BULLYING; Sederhana Namun Dampaknya Tidak Bisa Dipandang Sepele

Nur Syarina mahasiswi Jurusan Sosiologi Agama UIN Ar-Raniry, Banda Aceh. Foto: Ist.

Oleh: Nur Syarina

 

Kita tentu kerap mendengar kasus bunuh diri oleh anak-anak dengan usia yang masih sangat belia. Setelah ditelusuri lebih dalam, rupanya faktor yang melatarbelakangi terjadinya hal tersebut adalah karena sang anak menerima tindakan bullying.

Bullying diartikan sebagai tindak kejahatan yang dilakukan oleh sebagian kelompok (dengan power/ kekuatan yang lebih dari pada korban) terhadap individu atau kelompok lainnya.

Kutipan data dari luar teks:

PR #4915, opened 2023-07-28
Adds elevator/shuttle rando for dread in dev builds

ThanatosGit:
- `ElevatorRandoBasePatchesFactory` sounds weird.
- In the meantime `PresetElevators` moved to `prime_family` (was working on older branch...oops) but I'm using it for Dread as I just need some small modifications of the same. Dunno if we want to make a basic copy of the UI  + File just for dread.
Also moved the differences into subclasses instead of doing all these `if`-conditions since this was just too much if fiddling dread into it.


randovania/games/dread/exporter/patch_data_factory.py
```diff
@@ -482,7 +492,8 @@ def create_data(self) -> dict:
                 for pickup_item in pickup_list
                 if (data := self._pickup_detail_for_target(pickup_item)) is not None
             ],
-            "elevators": [],
+            # FIXME: keep elevators empty in vanilla mode in case something is broken with patching elevators
```
duncathan, line 495: this probably doesn't need a FIXME. this is a pretty typical pattern in patch data factories

randovania/games/dread/gui/preset_settings/__init__.py
```diff
@@ -20,6 +23,9 @@ def dread_preset_tabs(editor: PresetEditor, window_manager: WindowManager):
 
     return [
         PresetTrickLevel,
+        *([
+            PresetElevatorsDread,
+        ] if randovania.is_dev_version() else []),
```
duncathan, line 28: don't even bother tbh. we can add this check if it turns out it's not stable enough in time for 6.2

randovania/layout/lib/teleporters.py
```diff
@@ -204,3 +204,25 @@ def dangerous_settings(self):
         if self.mode == TeleporterShuffleMode.ONE_WAY_ANYTHING:
             return ["One-way anywhere elevators"]
         return []
+
+
+@dataclasses.dataclass(frozen=True)
+class DreadTeleporterConfiguration(TeleporterConfiguration):
+    # Dread has only save stations as start nodes in the db. Elevators are no start nodes but
+    # are valid targets and also the only valid targets. Preset settings makes sure
+    # that nothing else is selected
```
duncathan, line 213: does the UI permit selecting transports correctly despite this?

randovania/games/common/prime_family/gui/elevators_tab.py
```diff
@@ -279,3 +250,83 @@ def on_preset_changed(self, preset: Preset):
...
+class PresetElevatorsPrime2(PresetElevators):
+    compatible_modes = list(enum_lib.iterate_enum(TeleporterShuffleMode))
+
+    custom_weights = {
+            "Great Temple": 0,  # Great Temple
+            "Agon Wastes": 1,  # Agon Wastes
+            "Torvus Bog": 2,  # Torvus Bog
+            "Sanctuary Fortress": 3,  # Sanctuary Fortress
+            "Temple Grounds": 5,  # Temple Grounds
+        }
```
duncathan, line 284: ...we probably don't need these comments any more lol

randovania/layout/preset_migration.py
```diff
@@ -945,6 +945,21 @@ def _migrate_v59(preset: dict) -> dict:
...
+    config = preset["configuration"]
+    game = preset["game"]
+
+    if game in {"dread"}:
+        config["elevators"] = {
+            "mode": "vanilla",
+            "excluded_teleporters": [
+            ],
+            "excluded_targets": [],
+            "skip_final_bosses": False,
```
duncathan, line 958: yuck. I know it's built into the base class but ugh

duncathan (changes requested):

randovania/games/dread/gui/preset_settings/__init__.py
ThanatosGit: We have the choice of missing it when we want to make it stable or missing to deactivate it, if it shouldn't go to stable :D

randovania/layout/lib/teleporters.py
ThanatosGit: With the current modes I added:
image

I removed the "anywhere" options because it looks like the following screenshot. If we want that to be included, it needs a little refactor because all save stations are removed. I think that's some prime specific code as it explicity is removing save stations? (and for dread that means only two are left).
```
...
    has_save_station = any(node.name == "Save Station" for node in area.nodes)
    return (area.has_start_node() and node in area.get_start_nodes() and not has_save_station)
...
```
Though I don't know how stable `anywhere` option is. Iirc remember there was some weird bug that you were not able to move if you never visited a save station before and took a teleporter that was leading to one.
image

randovania/layout/preset_migration.py
ThanatosGit: Is this a comment for future™ or do we want to refactor that now?

duncathan: up to you

randovania/layout/lib/teleporters.py
duncathan: I'm down for just getting rid of anywhere for now. We should remove intro room as a valid target as well then

randovania/layout/lib/teleporters.py
```diff
@@ -204,3 +204,25 @@ def dangerous_settings(self):
         if self.mode == TeleporterShuffleMode.ONE_WAY_ANYTHING:
             return ["One-way anywhere elevators"]
         return []
+
+
+@dataclasses.dataclass(frozen=True)
+class DreadTeleporterConfiguration(TeleporterConfiguration):
```
henriquegemignani, line 210: This should be in `games/dread` folder

randovania/generator/base_patches_factory.py
```diff
@@ -108,7 +108,7 @@ def configurable_node_assignment(self, configuration: BaseConfiguration, game: G
 TrilogyConfiguration = PrimeConfiguration | EchoesConfiguration | CorruptionConfiguration
 
 
-class PrimeTrilogyBasePatchesFactory(BasePatchesFactory):
+class ElevatorRandoBasePatchesFactory(BasePatchesFactory):
```
henriquegemignani, line 111: As a "Base for Prime Trilogy" it's fine, but not for a feature. It'd need to be some sort of composition

randovania/layout/preset_migration.py
henriquegemignani: I'd like for the field to be removed from the base class in this case.

henriquegemignani (changes requested):

randovania/layout/lib/teleporters.py
ThanatosGit: See first screenshot. That's how I want to merge it. No `Valid elevator targets` section at all and no anywhere option

randovania/games/common/prime_family/gui/elevators_tab.py
```diff
@@ -279,3 +250,83 @@ def on_preset_changed(self, preset: Preset):
...
+        TeleporterShuffleMode.TWO_WAY_RANDOMIZED,
+        TeleporterShuffleMode.TWO_WAY_UNCHECKED,
+        TeleporterShuffleMode.ONE_WAY_ELEVATOR,
+        TeleporterShuffleMode.ONE_WAY_ELEVATOR_REPLACEMENT,
+    ]
+
+    def __init__(self, editor: PresetEditor, game_description: GameDescription, window_manager: WindowManager):
+        super().__init__(editor, game_description, window_manager)
+
+        self.elevators_allow_unvisited_names_check.setVisible(False)
```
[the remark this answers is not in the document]
ThanatosGit: That's what I also mentioned in the description of this pr. Though somehow I still need to use the most parts of this file minus the skip final bosses and allow unvisted names stuff.

randovania/generator/base_patches_factory.py
ThanatosGit: No idea what you mean. It's only renamed to accommodate that is now also used by dread instead of only prime games. The usage is still the same.
If that's an issue, then it shouldn't have been there in the first place as it was only adding the elevator rando feature to prime games with a `if echoes` hack.

henriquegemignani: In practice, this PR is changing code intended only for the three prime games into something usable by any game in Randovania.

I'm okay with weird code and `if game ==` in components that are game specific, but it's very no for anything generic.

ThanatosGit: Maybe I just could not imagine how other games do it or will do it but that does not really hold up for me because game specific and generic is flipped between patcher factory and the elevator tab.

`PrimeTrilogyBasePatchesFactory` is not game specific for me as it is generic for configurations which (at least) implemented a `elevators` field. Which btw isn't the case for `CorruptionConfiguration`, so it shouldn't be there. It's "Prime trilogy without corruption" and prime trilogy is not game specific for me. Besides the name and the type for `TrilogyConfiguration`, the code does not look like it was only intended for prime. The only "not so nice" thing is the `elevator_echoes_shuffled` method mixed into it. Hence, I can not understand the reason why this needs a rewrite

`PresetElevators` is used in a generic way, as it is just throwed into the (prime) games which should use it, but it's not generic as it explicitly needs to check for the game and needs to do all the visibility and text changes. Also the `sound_bug_warning` and `custom_weight` needs to check for the instance / game during runtime. The ui files for prime1, echoes and (deactivated) corruption should be seperated but, once again, that should not have been like that in the first place and did not arose with this pr.

Also what you mean by 
> I'm okay with weird code and `if game ==` in components that are game specific

that sounds like a contradiction as game specific components already know which game "they are" by the pure fact that the line is currently executed. If it needs to check for the game, it's not game specfic.

henriquegemignani: "Prime Trilogy" is game specific. It's for these games and these games alone. The widget and elevator makes assumptions it'll always be about a prime game. Critical example is having the skip final bosses setting be related to elevator rando, because in these games these are entirely related.
Even Corruption, where it doesn't even have elevators in the same way the same assumptions work because the game still has elevators. But everything related to Corruption and Elevator rando is dumb and could/should be removed, it provides no value.

`PrimeTrilogyBasePatchesFactory` code as-is might fit other games, but the purpose of that class was for any shared code for the prime games. I think it had more in the past, but that got refactored away?

> The only "not so nice" thing is the elevator_echoes_shuffled method mixed into it. Hence, I can not understand the reason why this needs a rewrite

It's because it's a bad design overall. Composition would go a long way. It could just be `add_elevator_connections_to_patches` as a standalone function. Even simpler, a thing that takes a `GameDescription`, a `Random` and a `TeleporterConfiguration` and returns a list of `DockConnection` things.


> The ui files for prime1, echoes and (deactivated) corruption should be seperated but, once again, that should not have been like that in the first place and did not arose with this pr.

Don't forget that you're touching code written before 99% of the tooling we have for per-game things didn't exist. The only thing one could use to identify which game it was by checking for the `RandovaniaGame`.
It's not acceptable for Prime 1/2 itself, but since it's just in the corner being used by only these two it's kinda fine. But I'd prefer a proper cleanup if it's going to be used by anything else.

ThanatosGit: > "Prime Trilogy" is game specific. It's for these games and these games alone. The widget and elevator makes assumptions it'll always be about a prime game. Critical example is having the skip final bosses setting be related to elevator rando, because in these games these are entirely related.

In the case of the ui, I disagree with that. skip final boss check is one thing they have common but echoes additionally adds custom weights, sound bug warning and allow unvisted names check. For the tab dread and prime1 are closer together than echoes and prime1.

In my current local WIP, I have a hierarchy of `PresetElevatorsCommon` -> `PresetElevatorsPrimeTrilogy` -> `PresetElevatorsPrime1` or `PresetElevatorsPrime2`
Common is what all shares, Trilogy is what is adding skip final boss check, Prime1 just mixin the UI + removes `ECHOES_SHUFFLED` from `compatible_modes`, Prime2 mixin the ui, custom weights, allow unvisted names check, sound bug warning.
Don't really like that as `PresetElevatorsCommon` needs to make assumptions of what is mixed in via the ui to a child's class. E.g. IDE will complain that there is no such thing as `elevator_layout`, `setupUi` etc. as it's only defined in child classes.

Is there a better way to define the differences + using a different ui for each game while sharing a common logic which is heavily tied to the ui?

> It could just be `add_elevator_connections_to_patches` as a standalone function. Even simpler, a thing that takes a `GameDescription`, a `Random` and a `TeleporterConfiguration` and returns a list of `DockConnection` things.

I have something like `def get_dock_connections_for_elevators(game_description: GameDescription, rng: Random, configuration: GamesWithElevatorConfiguration)` but don't know when to call it.
If I call it within `BasePatchesFactory`'s `add_elevator_connections_to_patches`, I need to check if the game supports it but  there is no flag for that?
If I overwrite `add_elevator_connections_to_patches` in a subclass which is inherited by every game which supports it, it's very much the solution which is already in the current state of this pr.

henriquegemignani: The unvisited names was supposed to be in prime 1 too, but lacks patcher support :(

> Don't really like that as PresetElevatorsCommon needs to make assumptions of what is mixed in via the ui to a child's class.
I'd just have the entire UI be per-game. All that is really being shared is code for creating the checkboxes for each elevator, and even that is going to be different for Dread no?

>  If I call it within BasePatchesFactory's add_elevator_connections_to_patches, I need to check if the game supports it but there is no flag for that?

`BasePatchesFactory` shouldn't have a `add_elevator_connections_to_patches`. It should have a `add_dock_connections_to_patches` that is by default empty. Better yet would be a `dock_connection_assignment`, similar to `configurable_node_assignment`.
Then any game that has elevator rando can just implement that method with `return get_dock_connections_for_elevators(...)`

It's fine to have a bit repeated code in each game, as long as it's not the _exactly_ same code in _every_ game.

ThanatosGit: > I'd just have the entire UI be per-game. All that is really being shared is code for creating the checkboxes for each elevator, and even that is going to be different for Dread no?

That part was well hidden. I pushed the WIP of only the hierarchy. Everything in common is shared among prime1, prime2 and dread. And I have some inner struggle in repeating all this stuff for each Ui file.
BTW: ignore the nice typo `PrimeTriologyTeleporterConfiguration` and that it is used there. it is really "just have a `elevators` field in your configuration"

ThanatosGit: Changed it to use a seperate file + ui for each game even if it hurts me to have that many copy & paste code.

test/generator/test_base_patches_factory.py
```diff
@@ -289,7 +293,9 @@ def test_create_base_patches(mocker):
         game, 0, layout_configuration,
     )
 
-    mock_add_elevator_connections_to_patches.assert_called_once_with(factory, layout_configuration, rng, patches[0])
+
+    mock_dock_connections_assignment.assert_called_once_with(factory, layout_configuration, game, rng)
+    # patches[0].assign_node_configuration.assert_called_once_with(mock_gate_assignment_for_configuration.return_value)
```
duncathan, line 298: why the commented line?

ThanatosGit: Oops. Looks like I was distracted. This line should be activated and also changed for the call.
Addressed it

duncathan (approved):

Kejadian tersebut dilakukan secara berulang-ulang dengan tujuan untuk mengejek, menyakiti, merendahkan, atau menjatuhkan harga diri seseorang.

Perilaku bullying merupakan perilaku yang dianggap biasa. Namun, banyak dari korban bullying yang mengalami gangguan mental atau justru nekat menghabisi nyawanya sendiri. Bullying memang masalah yang sepele, namun se-sepele apa pun masalah, akan menjadi permasalahan yang serius apabila tidak ditanggapi dengan tepat.

Bullying dapat berupa bullying dengan kekerasan fisik atau berupa tindakan dan perkataan. Bullying dengan bentuk kekerasan dapat dilihat pada saat penggunaan kekerasan pada program penerimaan murid baru (kerap dikenal dengan sebutan ospek/MOS).

Biasanya kasus ini akan berkembang menjadi siklus yang diturunkan oleh senior kepada junior-juniornya selanjutnya. Hal ini dilakukan oleh junior sebagai bentuk balas dendam atas bullying yang pernah dia terima sebelumnya.

Pelaku bullying biasanya diturunkan dari pola asuh yang salah oleh orang tua pelaku. Biasanya, pola asuh orang tua dengan menerapkan kekerasan fisik dalam menghukum kesalahan anak. Selanjutnya, perilaku tersebut akan dipraktekkan oleh anak ke lingkungan sekitarnya.

Perilaku bullying dapat pula terbentuk karena tontonan yang ditontonton anak-anak. Oleh karena itu, sangat penting bagi orang tua untuk mengawasi anak saat menonton televisi karena perilaku anak tebentuk sesuai dengan apa yang dilihatnya.

Tak hanya televisi, orang tua juga seharusnya lebih berhati-hati dalam memberikan fasilitas smartphone dan laptop kepada anak-anak, karena jaman sekarang sangat banyak adegan kekerasan yang tersaji did alam game ataupun video-video yang beredar dalam smartphone yang ditakutkan akan merusak mental sang anak.

Dampak dari perilaku bullying sangat beragam, mulai dari ketakutan korban untuk menuju sekolah, merunnya prestasi akademik, atau bahkan terjadi kasus bunuh diri. Hal ini muncul, juga dilatarbelakangi oleh support sosial baik dari keluarga ataupun teman-teman terdekatnya.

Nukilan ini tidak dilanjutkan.